What We Do

Missouri Tropical Bird Account

Birds that we enjoy during the breeding season, such as Baltimore orioles, spend up to eight months of the year in tropical regions like these mountains in Central America.

 

The Missouri Conservation Heritage Foundation supports efforts to protect Missouri birds year-round. To that end, donations to this account will help fund habitat protection and related conservation activities at critical sites in the region between eastern Mexico and Panama, where 95% of Missouri’s tropical migrant breeding bird species spend the winter. Donate now>>

Partners in these efforts include the Missouri Department of Conservation, seven Missouri Audubon chapters, the American Bird Conservancy, the United States Agency for International Development, individual Central American conservationists, and environmental education and conservation organizations in Central America like Enchanted Wings Nature Center in Copan Ruinas, Honduras, and Guaruma, at the edge of Pico Bonito National Park, Honduras. Many of these partners have joined a new coalition : The Avian Conservation Alliance—ACA—helps provide a collective voice for Neotropical migratory bird conservation efforts in this hemisphere. Go to more on tropical birds and ACA>>

Funds from this account will help with land acquisition, protection and restoration as well as monitoring, research, education and ecotourism development in areas that harbor high numbers of bird species that breed in Missouri. Two current projects are in and around the El Cielo Biosphere Reserve and in the Yucatan Peninsula, near Cancun. Both of these projects are in Mexico.

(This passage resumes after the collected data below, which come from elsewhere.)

PR #2784, opened 2022-11-10
add vscode devcontainer and vscode specific settings

### LINKED ISSUE #2782: Enhance the urllib3 developer experience
### Context

I would like to make it easier for people to contribute to `urlib3`. 

I would like to start with the following:
- Add a contributors guide to the repository
 - Add a [vscode devcontainer](https://code.visualstudio.com/docs/devcontainers/containers) to be able to run most of the checks that we do in GitHub actions. That means being able to do the following:
   - Install the correct python versions
   - Install and setup pre-commit
   - Install and configure nox
- Add vscode settings to the repository. This will allow vscode users to have code formatting, linting and import sorting while they are writing code. This is a nicer experience than writing a bunch of code, trying to commit and having pre-commit reject it.

I already have completed some of this work for when I submitted #2649, I just need to clean it up and submit a PR.

I found getting started with contributing to `urllib3` was harder than my usual experience with open-source projects and I think lowering the barrier to entry would be impactful for this project.

I know lots of these features are specific to vscode, but they would not hinder non-vscode users from contributing. I think it would still help non-vscode users because we can point them to the vscode settings in this repo that show what tooling is being used and with what settings. They can use that as a reference to set up their preferred editor/IDE. I will also make sure to have something in the contributing guide for non-vscode users.

### Alternatives

I think we can do nothing but I know `urllib3` is trying to attract contributors.

### Contribution

I have everything ready to go. Just need to clean up some stuff.

shadycuz:
Closes #2782 

With these changes, anyone using vscode and the [devcontainer](https://marketplace.visualstudio.com/items?itemName=ms-vscode-remote.remote-containers) extension. Will be able to do the following with 0 setup or effort. 

- Run `pre-commt -a` (just like in actions)
- pre-commit will also now run on every commit
  > image
- run `pytest`
- run nox against a single python version `nox -p 3.9`
- run nox against 3.7, 3.8, 3.9 and 3.10 `nox -r -s test` (tests only)
- run tests from inside vscode in the side bar
  > image
- run tests from inside the editor while writing tests
  > image
- automatic `black` formatting when saving python files
- automatic `isort` import sorting when saving python files
- automatic `flake8` checking while writing code
  > image
- automatic `mypy` type checking while writing code
  > image
- [GItLens](https://marketplace.visualstudio.com/items?itemName=eamodio.gitlens) which has many great features, but a favorite of mine is git history in the editor
  > image
- possibly others that I am forgetting about? 

Cons:
- Since we are building 4 pythons from source, it takes a long time the first time you start the devcontainer. But it's docker so it's a one-time thing, subsequent starts will be nearly instant.
- Some of the tests are not working in the docker container and I have not investigated why
  > image

Todo:
- [ ] Create a contributing guide
- [ ] Update README to point to the contributing guide
- [ ] Speed up devcontainer creation by moving to a pre-built image with python versions pre-installed


sethmlarson:
I appreciate the work you've put into this, however I don't see devcontainers any different than I see things like editor configurations files. IMO they shouldn't be committed to the repository. This especially seems like a ton more stuff that we'd have to maintain and keep up to date as things change, and that's already something we have enough of already.

Thanks again, but I believe we'll be declining this PR.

In 2008, the Foundation helped fund a Spanish/English guide book on the birds of Lake Yojoa, Honduras, which was used in a three-week training effort for park guards and naturalists from Pico Bonito National Park, Honduras, and other conservation areas. The book was also used during an international birding festival in the Lake Yojoa region, which previously had no bird field guide. A generous gift to the Foundation from an anonymous donor made this project possible. >>Pictured at right are trainees during the bird course, who used the book during their training.

<<Also in 2008, the Foundation delivered children’s environmental and other Spanish language books to several Honduran elementary schools in communities that border important conservation areas. The books, valued at $800, were donated by the Jefferson City, Missouri, facility of Scholastic Press, Inc.